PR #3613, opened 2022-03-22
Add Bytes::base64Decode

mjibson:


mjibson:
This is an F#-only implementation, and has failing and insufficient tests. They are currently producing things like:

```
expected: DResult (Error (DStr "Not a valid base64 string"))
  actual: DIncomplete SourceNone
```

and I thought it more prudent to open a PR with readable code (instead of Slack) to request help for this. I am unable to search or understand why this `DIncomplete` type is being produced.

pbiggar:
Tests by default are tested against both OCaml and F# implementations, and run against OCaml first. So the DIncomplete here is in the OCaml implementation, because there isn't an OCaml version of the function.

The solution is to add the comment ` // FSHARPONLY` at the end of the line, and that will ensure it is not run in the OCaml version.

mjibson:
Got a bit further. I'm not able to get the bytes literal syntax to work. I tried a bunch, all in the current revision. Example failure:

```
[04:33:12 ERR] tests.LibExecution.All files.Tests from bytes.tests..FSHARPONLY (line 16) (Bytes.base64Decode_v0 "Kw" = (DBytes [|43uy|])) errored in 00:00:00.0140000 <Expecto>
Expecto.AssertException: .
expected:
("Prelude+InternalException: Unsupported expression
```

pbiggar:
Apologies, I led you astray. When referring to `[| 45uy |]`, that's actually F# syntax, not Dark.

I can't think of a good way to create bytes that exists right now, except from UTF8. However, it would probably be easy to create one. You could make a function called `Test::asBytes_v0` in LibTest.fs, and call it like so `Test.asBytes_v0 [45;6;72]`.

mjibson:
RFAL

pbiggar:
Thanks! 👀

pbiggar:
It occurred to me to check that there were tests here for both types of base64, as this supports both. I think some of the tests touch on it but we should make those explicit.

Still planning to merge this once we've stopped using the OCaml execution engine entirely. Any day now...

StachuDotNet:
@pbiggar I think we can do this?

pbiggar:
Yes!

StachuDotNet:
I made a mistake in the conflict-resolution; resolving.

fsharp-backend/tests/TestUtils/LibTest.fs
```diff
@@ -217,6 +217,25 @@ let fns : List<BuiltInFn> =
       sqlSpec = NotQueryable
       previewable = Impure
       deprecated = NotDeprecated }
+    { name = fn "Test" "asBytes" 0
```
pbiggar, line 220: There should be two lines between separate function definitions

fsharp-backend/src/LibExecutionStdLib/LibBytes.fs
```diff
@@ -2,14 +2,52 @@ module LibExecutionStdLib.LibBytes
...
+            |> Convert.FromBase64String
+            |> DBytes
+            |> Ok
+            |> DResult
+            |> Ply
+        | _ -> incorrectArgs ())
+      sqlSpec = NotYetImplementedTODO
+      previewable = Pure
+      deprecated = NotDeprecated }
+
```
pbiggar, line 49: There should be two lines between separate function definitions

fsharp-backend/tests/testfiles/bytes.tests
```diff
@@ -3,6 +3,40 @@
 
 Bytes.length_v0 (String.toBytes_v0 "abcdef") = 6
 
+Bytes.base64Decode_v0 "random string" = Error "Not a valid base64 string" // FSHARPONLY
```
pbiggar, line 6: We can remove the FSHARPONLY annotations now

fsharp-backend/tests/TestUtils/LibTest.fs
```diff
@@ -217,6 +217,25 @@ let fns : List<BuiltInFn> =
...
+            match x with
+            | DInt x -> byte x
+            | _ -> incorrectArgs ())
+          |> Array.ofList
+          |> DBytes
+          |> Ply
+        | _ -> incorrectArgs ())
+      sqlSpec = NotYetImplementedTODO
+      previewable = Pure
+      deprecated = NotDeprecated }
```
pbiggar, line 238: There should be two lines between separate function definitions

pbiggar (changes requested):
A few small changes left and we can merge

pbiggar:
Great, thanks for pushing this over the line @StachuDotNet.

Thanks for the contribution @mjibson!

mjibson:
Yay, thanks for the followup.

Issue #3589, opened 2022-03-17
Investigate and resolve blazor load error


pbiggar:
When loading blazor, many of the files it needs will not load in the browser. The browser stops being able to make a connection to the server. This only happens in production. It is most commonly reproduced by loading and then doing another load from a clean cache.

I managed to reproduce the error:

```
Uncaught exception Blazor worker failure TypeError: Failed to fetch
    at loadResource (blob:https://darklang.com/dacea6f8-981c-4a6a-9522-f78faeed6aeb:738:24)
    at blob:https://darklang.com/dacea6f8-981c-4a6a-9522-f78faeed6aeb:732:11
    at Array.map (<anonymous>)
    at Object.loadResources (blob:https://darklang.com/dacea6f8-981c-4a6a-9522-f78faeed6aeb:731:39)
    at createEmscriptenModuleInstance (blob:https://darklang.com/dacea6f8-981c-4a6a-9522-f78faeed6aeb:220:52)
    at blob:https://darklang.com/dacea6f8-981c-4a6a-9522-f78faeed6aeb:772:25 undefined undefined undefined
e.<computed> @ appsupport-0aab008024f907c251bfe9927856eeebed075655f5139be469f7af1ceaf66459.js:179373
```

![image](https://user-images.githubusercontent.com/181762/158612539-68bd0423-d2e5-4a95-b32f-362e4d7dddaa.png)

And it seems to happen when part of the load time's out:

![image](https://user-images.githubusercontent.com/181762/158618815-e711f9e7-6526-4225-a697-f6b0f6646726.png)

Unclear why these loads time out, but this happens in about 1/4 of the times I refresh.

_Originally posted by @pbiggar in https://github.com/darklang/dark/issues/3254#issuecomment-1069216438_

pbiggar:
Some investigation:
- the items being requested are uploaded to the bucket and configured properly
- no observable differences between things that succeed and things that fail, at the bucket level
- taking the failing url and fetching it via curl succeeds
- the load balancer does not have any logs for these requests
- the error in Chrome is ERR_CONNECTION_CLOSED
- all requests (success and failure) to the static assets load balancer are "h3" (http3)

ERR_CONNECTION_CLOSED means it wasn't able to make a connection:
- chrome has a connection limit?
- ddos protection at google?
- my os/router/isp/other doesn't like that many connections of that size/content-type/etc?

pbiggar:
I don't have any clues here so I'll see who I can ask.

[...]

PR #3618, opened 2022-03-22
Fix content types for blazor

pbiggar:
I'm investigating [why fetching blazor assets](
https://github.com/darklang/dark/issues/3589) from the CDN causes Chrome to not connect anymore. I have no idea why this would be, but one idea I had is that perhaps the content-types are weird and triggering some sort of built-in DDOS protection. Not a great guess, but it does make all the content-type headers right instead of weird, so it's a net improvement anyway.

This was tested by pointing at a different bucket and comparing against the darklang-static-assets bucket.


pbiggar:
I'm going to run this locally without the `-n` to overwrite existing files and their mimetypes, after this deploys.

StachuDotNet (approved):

--------------------------------------------------

_TASK DESCRIPTION:_ Copy all of the listing above exactly, please.

_YOUR RESPONSE:_
PR #3613, opened 2022-03-22
Add Bytes::base64Decode

mjibson:


mjibson:
This is an F#-only implementation, and has failing and insufficient tests. They are currently producing things like:

```
expected: DResult (Error (DStr "Not a valid base64 string"))
  actual: DIncomplete SourceNone
```

and I thought it more prudent to open a PR with readable code (instead of Slack) to request help for this. I am unable to search or understand why this `DIncomplete` type is being produced.

pbiggar:
Tests by default are tested against both OCaml and F# implementations, and run against OCaml first. So the DIncomplete here is in the OCaml implementation, because there isn't an OCaml version of the function.

The solution is to add the comment ` // FSHARPONLY` at the end of the line, and that will ensure it is not run in the OCaml version.

mjibson:
Got a bit further. I'm not able to get the bytes literal syntax to work. I tried a bunch, all in the current revision. Example failure:

```
[04:33:12 ERR] tests.LibExecution.All files.Tests from bytes.tests..FSHARPONLY (line 16) (Bytes.base64Decode_v0 "Kw" = (DBytes [|43uy|])) errored in 00:00:00.0140000 <Expecto>
Expecto.AssertException: .
expected:
("Prelude+InternalException: Unsupported expression
```

pbiggar:
Apologies, I led you astray. When referring to `[| 45uy |]`, that's actually F# syntax, not Dark.

I can't think of a good way to create bytes that exists right now, except from UTF8. However, it would probably be easy to create one. You could make a function called `Test::asBytes_v0` in LibTest.fs, and call it like so `Test.asBytes_v0 [45;6;72]`.

mjibson:
RFAL

pbiggar:
Thanks! 👀

pbiggar:
It occurred to me to check that there were tests here for both types of base64, as this supports both. I think some of the tests touch on it but we should make those explicit.

Still planning to merge this once we've stopped using the OCaml execution engine entirely. Any day now...

StachuDotNet:
@pbiggar I think we can do this?

pbiggar:
Yes!

StachuDotNet:
I made a mistake in the conflict-resolution; resolving.

fsharp-backend/tests/TestUtils/LibTest.fs
```diff
@@ -217,6 +217,25 @@ let fns : List<BuiltInFn> =
       sqlSpec = NotQueryable
       previewable = Impure
       deprecated = NotDeprecated }
+    { name = fn "Test" "asBytes" 0
```
pbiggar, line 220: There should be two lines between separate function definitions

fsharp-backend/src/LibExecutionStdLib/LibBytes.fs
```diff
@@ -2,14 +2,52 @@ module LibExecutionStdLib.LibBytes
...
+            |> Convert.FromBase64String
+            |> DBytes
+            |> Ok
+            |> DResult
+            |> Ply
+        | _ -> incorrectArgs ())
+      sqlSpec = NotYetImplementedTODO
+      previewable = Pure
+      deprecated = NotDeprecated }
+
```
pbiggar, line 49: There should be two lines between separate function definitions

fsharp-backend/tests/testfiles/bytes.tests
```diff
@@ -3,6 +3,40 @@
 
 Bytes.length_v0 (String.toBytes_v0 "abcdef") = 6
 
+Bytes.base64Decode_v0 "random string" = Error "Not a valid base64 string" // FSHARPONLY
```
pbiggar, line 6: We can remove the FSHARPONLY annotations now

fsharp-backend/tests/TestUtils/LibTest.fs
```diff
@@ -217,6 +217,25 @@ let fns : List<BuiltInFn> =
...
+            match x with
+            | DInt x -> byte x
+            | _ -> incorrectArgs ())
+          |> Array.ofList
+          |> DBytes
+          |> Ply
+        | _ -> incorrectArgs ())
+      sqlSpec = NotYetImplementedTODO
+      previewable = Pure
+      deprecated = NotDeprecated }
```
pbiggar, line 238: There should be two lines between separate function definitions

pbiggar (changes requested):
A few small changes left and we can merge

pbiggar:
Great, thanks for pushing this over the line @StachuDotNet.

Thanks for the contribution @mjibson!

mjibson:
Yay, thanks for the followup.

Issue #3589, opened 2022-03-17
Investigate and resolve blazor load error


pbiggar:
When loading blazor, many of the files it needs will not load in the browser. The browser stops being able to make a connection to the server. This only happens in production. It is most commonly reproduced by loading and then doing another load from a clean cache.

I managed to reproduce the error:

```
Uncaught exception Blazor worker failure TypeError: Failed to fetch
    at loadResource (blob:https://darklang.com/dacea6f8-981c-4a6a-9522-f78faeed6aeb:738:24)
    at blob:https://darklang.com/dacea6f8-981c-4a6a-9522-f78faeed6aeb:732:11
    at Array.map (<anonymous>)
    at Object.loadResources (blob:https://darklang.com/dacea6f8-981c-4a6a-9522-f78faeed6aeb:731:39)
    at createEmscriptenModuleInstance (blob:https://darklang.com/dacea6f8-981c-4a6a-9522-f78faeed6aeb:220:52)
    at blob:https://darklang.com/dacea6f8-981c-4a6a-9522-f78faeed6aeb:772:25 undefined undefined undefined
e.<computed> @ appsupport-0aab008024f907c251bfe9927856eeebed075655f5139be469f7af1ceaf66459.js:179373
```

![image](https://user-images.githubusercontent.com/181762/158612539-68bd0423-d2e5-4a95-b32f-362e4d7dddaa.png)

And it seems to happen when part of the load time's out:

![image](https://user-images.githubusercontent.com/181762/158618815-e711f9e7-6526-4225-a697-f6b0f6646726.png)

Unclear why these loads time out, but this happens in about 1/4 of the times I refresh.

_Originally posted by @pbiggar in https://github.com/darklang/dark/issues/3254#issuecomment-1069216438_

pbiggar:
Some investigation:
- the items being requested are uploaded to the bucket and configured properly
- no observable differences between things that succeed and things that fail, at the bucket level
- taking the failing url and fetching it via curl succeeds
- the load balancer does not have any logs for these requests
- the error in Chrome is ERR_CONNECTION_CLOSED
- all requests (success and failure) to the static assets load balancer are "h3" (http3)

ERR_CONNECTION_CLOSED means it wasn't able to make a connection:
- chrome has a connection limit?
- ddos protection at google?
- my os/router/isp/other doesn't like that many connections of that size/content-type/etc?

pbiggar:
I don't have any clues here so I'll see who I can ask.

[...]

PR #3618, opened 2022-03-22
Fix content types for blazor

pbiggar:
I'm investigating [why fetching blazor assets](
https://github.com/darklang/dark/issues/3589) from the CDN causes Chrome to not connect anymore. I have no idea why this would be, but one idea I had is that perhaps the content-types are weird and triggering some sort of built-in DDOS protection. Not a great guess, but it does make all the content-type headers right instead of weird, so it's a net improvement anyway.

This was tested by pointing at a different bucket and comparing against the darklang-static-assets bucket.


pbiggar:
I'm going to run this locally without the `-n` to overwrite existing files and their mimetypes, after this deploys.

StachuDotNet (approved):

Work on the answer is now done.